Diffie-Hellman over $GF(2^{128})$

Question

Can I use Diffie-Hellman over, say, $GF(2^{128}) \bmod$ irreducible poly in $GF(2^{128})$ instead of $GF(p)$? If not, why?

Or increase it to $GF(2^{2^{\text{whatever}}})$.

Answer 1

Always use a randomly chosen prime field.

First of all, $GF(2^{2^{whatever}})$ is nonsensical. The field is still $GF(2^k)$ for some $k.$

The security of Diffie Hellman rests on the difficulty of discrete logarithms.

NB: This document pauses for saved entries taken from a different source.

PR #13763, opened 2024-07-23
[Snappi] support T2 testbed definition for multidut test cases

sdszhang:
### Description of PR

Summary:

For T2 testbed definition, the testbed DUTs will have both LCs and sup card:
```
- conf-name: vms-chassis-packet-dut
  ......
  dut:
    - lab-msft-lc0-1
    - lab-msft-lc1-1
    - lab-msft-lc2-1
    - lab-msft-sup-1
  comment: Chasiss Testbed
```
However, to run multidut cases, the testbed DUTs can only have LCs defined as the following:
```
- conf-name: vms-chassis-packet-dut-ixia
  ......
  dut:
    - lab-msft-lc0-1
    - lab-msft-lc1-1
    - lab-msft-lc2-1
  comment: Chasiss Testbed
```
So, for same testbed, we have to define two testbed DUTs in testbed.yml:
- one with supervisor card for deploy-mg
- one without supervisor card for running multidut test cases.

When running multidut cases directly for T2 testbed, it has following issues.
```
1. fanout_graph_facts may be empty if supervisor is selected. That results in empty snappi ports selected.
2. current dut selection in test cases may select supervisor card.
```

This change is to fix the above issues and make the multidut cases can be run on T2 testbed definition directly. So that we don't need to use different testbed definition for multidut cases separately.

After this fix, users can use T2 testbed DUT definition for both deploy-mg and multidut test cases. 

### Type of change

- [ ] Bug fix
- [ ] Testbed and Framework(new/improvement)
- [ ] Test case(new/improvement)

### Back port request
- [ ] 202012
- [ ] 202205
- [ ] 202305
- [ ] 202311
- [x] 202405

#### What is the motivation for this PR?
support T2 testbed definition for multidut test cases

#### How did you do it?
Add the following changes:
1. add rand_one_tgen_dut_hostname: it will select front end dut for T2 testbed.
2. change fanout_graph_facts to use rand_one_tgen_dut_hostname 
4. Use only frontend duthosts for multidut PFC/PFCWD/ECN test cases
5. Also add more debug for SnapPortConfig

#### How did you verify/test it?
Ran it manually in physical testbed. passed.

PR #14517, opened 2024-09-11
[bugfix] fix pfc_counter does not select the correct dut_host_name

auspham:
### Description of PR

Summary:
Fixes # (issue) 29400374

From #13763, we changed the `fanout_graph_facts` to be using `rand_one_tgen_dut_hostname` instead of `rand_one_dut_hostname`.

This will cause test_pfc_counters to be flaky failing since in the test we're still using `rand_one_dut_hostname` as the testing device whereas fanout facts could completely fetching a different device with different fanout structure.

We should all use `rand_one_tgen_dut_hostname` for consistency

### Type of change

- [x] Bug fix

### Back port request
- [ ] 202012
- [ ] 202205
- [ ] 202305
- [ ] 202311
- [x] 202405

### DIFF
--- a/tests/qos/test_pfc_counters.py
+++ b/tests/qos/test_pfc_counters.py
@@ -182,40 +182,40 @@ def run_test(fanouthosts, duthost, conn_graph_facts, fanout_graph_facts, leaf_fa
                     assert pfc_rx[intf]['Rx'][i] == '0'
 
 
-def test_pfc_pause(fanouthosts, duthosts, rand_one_dut_hostname,
+def test_pfc_pause(fanouthosts, duthosts, rand_one_tgen_dut_hostname,
                    conn_graph_facts, fanout_graph_facts, leaf_fanouts):          # noqa F811
     """ @Summary: Run PFC pause frame (pause time quanta > 0) tests """
-    duthost = duthosts[rand_one_dut_hostname]
+    duthost = duthosts[rand_one_tgen_dut_hostname]
     run_test(fanouthosts, duthost, conn_graph_facts,
              fanout_graph_facts, leaf_fanouts)
 
 
-def test_pfc_unpause(fanouthosts, duthosts, rand_one_dut_hostname,
+def test_pfc_unpause(fanouthosts, duthosts, rand_one_tgen_dut_hostname,
                      conn_graph_facts, fanout_graph_facts, leaf_fanouts):        # noqa F811
     """ @Summary: Run PFC unpause frame (pause time quanta = 0) tests """
-    duthost = duthosts[rand_one_dut_hostname]
+    duthost = duthosts[rand_one_tgen_dut_hostname]
     run_test(fanouthosts, duthost, conn_graph_facts,
              fanout_graph_facts, leaf_fanouts, pause_time=0)
 
 
-def test_fc_pause(fanouthosts, duthosts, rand_one_dut_hostname,
+def test_fc_pause(fanouthosts, duthosts, rand_one_tgen_dut_hostname,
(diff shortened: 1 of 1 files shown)


tests/qos/test_pfc_counters.py
```diff
@@ -182,40 +182,40 @@ def run_test(fanouthosts, duthost, conn_graph_facts, fanout_graph_facts, leaf_fa
                     assert pfc_rx[intf]['Rx'][i] == '0'
 
 
-def test_pfc_pause(fanouthosts, duthosts, rand_one_dut_hostname,
+def test_pfc_pause(fanouthosts, duthosts, rand_one_tgen_dut_hostname,
```
yejianquan, line 185: Is tgen designed for ixia test only? @sdszhang

yejianquan:
@auspham please remember to add 202405 request label

tests/qos/test_pfc_counters.py
sdszhang: it was designed to be used for ixia test only.  But should be fine to be used here. Or, we can rename it to make it more generic?

tests/qos/test_pfc_counters.py
```diff
@@ -182,40 +182,40 @@ def run_test(fanouthosts, duthost, conn_graph_facts, fanout_graph_facts, leaf_fa
                     assert pfc_rx[intf]['Rx'][i] == '0'
 
 
-def test_pfc_pause(fanouthosts, duthosts, rand_one_dut_hostname,
```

The discrete logarithm problem for fields of the form $GF(2^k)$ is much easier, having quasi-polynomial algorithms developed by Joux and others for some values of $k$. See also the answer to this question where the complexity for general $k$ of the form you are asking is stated as:

As for the case of $q=2^k$, the best asymptotic complexity is provided by Barbulescu et al.'s version of the function field sieve (FFS), which in that case runs in heuristic quasipolynomial time $2^{O((\log k)^2)}$.

Even for prime fields $GF(p)$, if the prime is known ahead of time there are attacks state actors can mount, but $p$ is randomly chosen for proper implementation of Diffie Hellman, thwarting those attacks.